- **Exercise prompt**
From the material below, copy every line in which the word "users" occurs.

- **Data supplied**
───
PR #7652, opened 2025-05-15
Add wait-for-subscribers feature

### LINKED ISSUE #7627: `DistributedPubSub`: add a `wait-for-subscribers` value to `Publish` commands to delay publishing / discarding until subscribers are available

A common problem that occurs with `DistributedPubSub` is when both the publisher and the subscriber start at essentially the same time, but on different nodes, and it takes a moment for that subscription to replicate. You end up with an immediate `DeadLetter` per https://github.com/akkadotnet/akka.net/issues/7626 and the publisher is never notified that this happened unless the end-user implements their own explicit ACK-reply system from all subscribers.

This makes `DistributedPubSub` kind of unwieldy to use in cases that require a higher degree of consistency.

I think it would be worth doing two things:

1. Create a new `PublishWithAck` message that sends a reply back to the publisher, letting them know that the message was sent to `N` nodes with subscribers. That way the publisher can get feedback on whether or not their message was actually delivered to someone without having to write infrastructure to do this themselves in the subscriber actors.
2. Create a new `WaitForSubscribers` value - we shouldn't let the user do stuff like specifying the number of subscribers because users will 100% interpret that to mean "the number of subscribers" and not the "number of nodes with subscribers," the latter being what we actually can measure. This should also have a timeout property to prevent memory build up and the `DistributedPubSub` should have a max-buffer-size setting for the number of "waiting" messages it will allow per-topic.

The alternatives are forcing the user to do all of this themselves via the queries we added to support https://github.com/akkadotnet/akka.net/issues/3663 - which is very high-boilerplate, janky, and generally not good.

Arkatufus:
Fixes #7627

# DistributedPubSub wait-for-subscriber feature flag

## HOCON settings added

* akka.cluster.pub-sub.buffered-messages.max-per-topic = 1000
* akka.cluster.pub-sub.buffered-messages.timeout-check-interval = 1s

## Settings added to DistributedPubSubSettings

* MaxBufferedMessagePerTopic
* BufferedMessageTimeoutCheckInterval

## Buffer

* If the mediator received a `PublishWithAck` message and able to deliver it immediately, it will send back a `PublishSucceeded` message back to the original sender as a signal.
* If the mediator could not deliver a `PublishWithAck` message, it will store the message as a `BufferedMessage` inside the buffer.

### Buffer timeout

* The `PublishWithAck` message contains the timeout value for each messages
* Every `timeout-check-interval` time, the mediator will scan through all of the buffered message to check and see if it has been sitting in the buffer for more than timeout period. 
* Timed out buffered message will be removed from the buffer and either silently discarded or sent to the dead letter.
* A `PublishFailure` message will also be sent to the original sender to signal publish failures.

### Buffer delivery

* We're now tracking every new key insertion into the bucket registry.
* When keys are being inserted, the mediator send a `NewBucketKeysAdded` message to itself.
* When a `NewBucketKeysAdded` message is received, the mediator checks the buffer and re-send all waiting messages that matches the keys to itself.
* For each delivered message, the mediator will send a `PublishSucceeded` message to the original sender as a signal.

### Buffer overflow

When a new message is inserted and the topic buffer count exceeds `buffered-messages.max-per-topic`, the mediator will discard the oldest message in the buffer and send a `PublishFailed` to the original sender of that message.

## Checklist


src/contrib/cluster/Akka.Cluster.Tools/PublishSubscribe/reference.conf
```diff
@@ -32,6 +32,32 @@ akka.cluster.pub-sub {
   # When a message is published to a topic with no subscribers send it to the dead letters.
   send-to-dead-letters-when-no-subscribers = on
 
+  # When set to 'true', mediator will buffer messages that are failed to be published or sent
+  # because there are no subscribers in the cluster. 
+  # Default: false
+  wait-for-subscribers = false
```
Aaronontheweb: Nah - this should be a `per-publish` operation, not a global setting. The publisher is going to also need an ACK / NACK back to confirm that it really did, or did not send a message to someone. So the message is also going have to specify a publish timeout - we can make that optional and have a default value somewhere in HOCON, but what we absolutely don't want is a binary "everything is done this way" or "nothing is done this way" behavior setting

src/contrib/cluster/Akka.Cluster.Tools/PublishSubscribe/OverflowStrategy.cs
```diff
@@ -0,0 +1,39 @@
...
+//      Copyright (C) 2013-2025 .NET Foundation <https://github.com/akkadotnet/akka.net>
+//  </copyright>
+// -----------------------------------------------------------------------
+
+namespace Akka.Cluster.Tools.PublishSubscribe;
+
+/// <summary>
+/// Represents a strategy that decides how to deal with a buffer that is full but is about to receive a new message.
+/// </summary>
+public enum OverflowStrategy
```
Aaronontheweb: Make the buffer circular and just fail older messages with a NACK.

Aaronontheweb: Again, if users want something fancier - they should be setting up RabbitMQ instances

src/contrib/cluster/Akka.Cluster.Tools/PublishSubscribe/DistributedMessages.cs
```diff
@@ -415,6 +415,20 @@ public override string ToString()
             return $"Publish<topic:{Topic}, sendOneToEachGroup:{SendOneMessageToEachGroup}, message:{Message}>";
         }
     }
+    
+    public sealed class PublishWithAck : Publish
```
Arkatufus: New publish class, if failed to publish, will be buffered

src/contrib/cluster/Akka.Cluster.Tools/PublishSubscribe/DistributedMessages.cs
```diff
@@ -415,6 +415,20 @@ public override string ToString()
...
+    {
+        public PublishWithAck(string topic, object message, TimeSpan timeout, bool sendOneMessageToEachGroup = false) : base(topic, message, sendOneMessageToEachGroup)
+        {
+            Timeout = timeout;
+        }
+        
+        public TimeSpan Timeout { get; }
+    }
+    
+    public sealed record PublishFailed(PublishWithAck Message);
```
Arkatufus: `PublishWithAck` signal that publish failed

src/contrib/cluster/Akka.Cluster.Tools/PublishSubscribe/DistributedMessages.cs
```diff
@@ -415,6 +415,20 @@ public override string ToString()
...
+    
+    public sealed record PublishSucceeded(PublishWithAck Message);
```
Arkatufus: `PublishWithAck` signal that publish succeeded

src/contrib/cluster/Akka.Cluster.Tools/PublishSubscribe/DistributedPubSubMediator.cs
```diff
@@ -127,20 +129,19 @@ public static Props Props(DistributedPubSubSettings settings)
         private readonly string _topicPrefix;
         private readonly PubSubCache _cache;
 
+        private readonly int _maxBufferPerTopic;
+        private readonly TimeSpan _bufferedMessageTimeoutCheckInterval;
+        private readonly Dictionary<string, List<BufferedMessage>> _bufferedMessages = new();
```
Arkatufus, line 134: New fields, maximum buffer size per topic, timeout check interval, and the per topic buffer

src/contrib/cluster/Akka.Cluster.Tools/PublishSubscribe/DistributedPubSubMediator.cs
```diff
@@ -127,20 +129,19 @@ public static Props Props(DistributedPubSubSettings settings)
...
         public IImmutableDictionary<Address, long> OwnVersions
-        {
-            get
-            {
-                return _registry
-                    .Select(entry => new KeyValuePair<Address, long>(entry.Key, entry.Value.Version))
-                    .ToImmutableDictionary(kv => kv.Key, kv => kv.Value);
-            }
-        }
+            => _registry
```
Arkatufus, line 143: No logic change, just modernization

src/contrib/cluster/Akka.Cluster.Tools/PublishSubscribe/DistributedPubSubMediator.cs
```diff
@@ -320,14 +324,54 @@ public DistributedPubSubMediator(DistributedPubSubSettings settings)
...
+                                continue;
+                            
+                            // Create a bucket diff, we're only interested in new items being added
+                            var keys = new HashSet<string>(bucket.Content.Keys);
+                            keys.ExceptWith(new HashSet<string>(myBucket.Content.Keys));
+                            if (keys.Count > 0)
+                            {
+                                // Send the diff to ourselves
+                                Self.Tell(new NewBucketKeysAdded(keys));
+                            }
```
Arkatufus: Capture `Delta` diff, we're interested in new keys being propagated to this cluster node from other nodes.

src/contrib/cluster/Akka.Cluster.Tools/PublishSubscribe/DistributedPubSubMediator.cs
```diff
@@ -320,14 +324,54 @@ public DistributedPubSubMediator(DistributedPubSubSettings settings)
...
+                            
+                            // Merge remote bucket with ours
+                            var newBucket = new Bucket(myBucket.Owner, bucket.Version, myBucket.Content.SetItems(bucket.Content));
+                            _registry[bucket.Owner] = newBucket;
```
Arkatufus, line 357: Old code, no logic change

src/contrib/cluster/Akka.Cluster.Tools/PublishSubscribe/DistributedPubSubMediator.cs
```diff
@@ -320,14 +324,54 @@ public DistributedPubSubMediator(DistributedPubSubSettings settings)
...
                         }
                     }
                 }
             });
             Receive<GossipTick>(_ => HandleGossip());
             Receive<Prune>(_ => HandlePrune());
+            Receive<NewBucketKeysAdded>(subs =>
```
Arkatufus, line 364: New message handler, this handles new keys being added into the registry bucket

src/contrib/cluster/Akka.Cluster.Tools/PublishSubscribe/DistributedPubSubMediator.cs
```diff
@@ -320,14 +324,54 @@ public DistributedPubSubMediator(DistributedPubSubSettings settings)
...
+                    if (!_bufferedMessages.TryGetValue(key, out var buffer)) 
+                        continue;
+                    
+                    foreach (var bufferedMessage in buffer)
+                    {
+                        Self.Tell(bufferedMessage.Message, bufferedMessage.Sender);
+                    }
+
+                    _bufferedMessages.Remove(key);
+                }
```
Arkatufus, line 377: For each newly added keys, see if we have a matching buffer. If we do, resend all of them

src/contrib/cluster/Akka.Cluster.Tools/PublishSubscribe/DistributedPubSubMediator.cs
```diff
@@ -320,14 +324,54 @@ public DistributedPubSubMediator(DistributedPubSubSettings settings)
...
+            });
+            Receive<PruneBufferTick>(_ =>
```
Arkatufus, line 379: New message handler for timed-out message pruning

src/contrib/cluster/Akka.Cluster.Tools/PublishSubscribe/DistributedPubSubMediator.cs
```diff
@@ -320,14 +324,54 @@ public DistributedPubSubMediator(DistributedPubSubSettings settings)
...
+            {
+                foreach (var buffer in _bufferedMessages.Values)
+                {
+                    var removed = buffer.Where(bufferedMessage => bufferedMessage.Deadline.IsOverdue).ToArray();
+                    foreach (var removedMsg in removed)
+                    {
+                        buffer.Remove(removedMsg);
+                        IgnoreOrSendToDeadLetters(removedMsg.Message, removedMsg.Sender);
+                    }
+                }
```
Arkatufus, line 389: Scan the whole buffered messages and remove all timed-out messages

src/contrib/cluster/Akka.Cluster.Tools/PublishSubscribe/DistributedPubSubMediator.cs
```diff
@@ -417,6 +461,32 @@ public DistributedPubSubMediator(DistributedPubSubSettings settings)
             });
         }
 
+        private void BufferMessageOrDeadLetter(PublishWithAck message, IActorRef sender)
+        {
+            var topic = message.Topic;
+            var encodedTopic = _cache.EncodeName(topic);
+            var key = _cache.MakeKey(Self.Path, encodedTopic);
```
Arkatufus, line 483: Generate the key for the topic

src/contrib/cluster/Akka.Cluster.Tools/PublishSubscribe/DistributedPubSubMediator.cs
```diff
@@ -417,6 +461,32 @@ public DistributedPubSubMediator(DistributedPubSubSettings settings)
...
+            if(buffer.Count >= _maxBufferPerTopic)
+            {
+                _log.Warning("PublishWithAck buffer overflowed for topic [{0}]. New message inserted: {1}", topic, message);
+                while (buffer.Count >= _maxBufferPerTopic)
+                {
+                    var removed = buffer[0];
+                    buffer.RemoveAt(0);
+                    IgnoreOrSendToDeadLetters(removed.Message, removed.Sender);
+                }
+            }
```
Arkatufus, line 500: If buffer is full, dequeue the last message in the buffer and send a NACK to the sender

src/contrib/cluster/Akka.Cluster.Tools/PublishSubscribe/DistributedPubSubMediator.cs
```diff
@@ -417,6 +461,32 @@ public DistributedPubSubMediator(DistributedPubSubSettings settings)
...
+            
+            buffer.Add(new BufferedMessage(message, new Deadline(DateTime.UtcNow + message.Timeout), sender));
```
Arkatufus, line 502: Store the new message into the buffer

src/contrib/cluster/Akka.Cluster.Tools/PublishSubscribe/DistributedPubSubMediator.cs
```diff
@@ -493,15 +560,21 @@ private void HandleRegisterTopic(IActorRef actorRef)
...
-            if (!_registry.TryGetValue(_cluster.SelfAddress, out var bucket))
-                _registry.Add(_cluster.SelfAddress,
-                    new Bucket(_cluster.SelfAddress, v, ImmutableDictionary<string, ValueHolder>.Empty.Add(key, new ValueHolder(v, value))));
-            else
-                _registry[_cluster.SelfAddress] = new Bucket(bucket.Owner, v, bucket.Content.SetItem(key, new ValueHolder(v, value)));
+            var newBucket = _registry.TryGetValue(_cluster.SelfAddress, out var bucket)
+                ? new Bucket(bucket.Owner, v, bucket.Content.SetItem(key, new ValueHolder(v, value)))
+                : new Bucket(_cluster.SelfAddress, v, ImmutableDictionary<string, ValueHolder>.Empty.Add(key, new ValueHolder(v, value)));
+            
+            _registry[_cluster.SelfAddress] = newBucket;
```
───
- **Exercise response**
2. Create a new `WaitForSubscribers` value - we shouldn't let the user do stuff like specifying the number of subscribers because users will 100% interpret that to mean "the number of subscribers" and not the "number of nodes with subscribers," the latter being what we actually can measure. This should also have a timeout property to prevent memory build up and the `DistributedPubSub` should have a max-buffer-size setting for the number of "waiting" messages it will allow per-topic.
Aaronontheweb: Again, if users want something fancier - they should be setting up RabbitMQ instances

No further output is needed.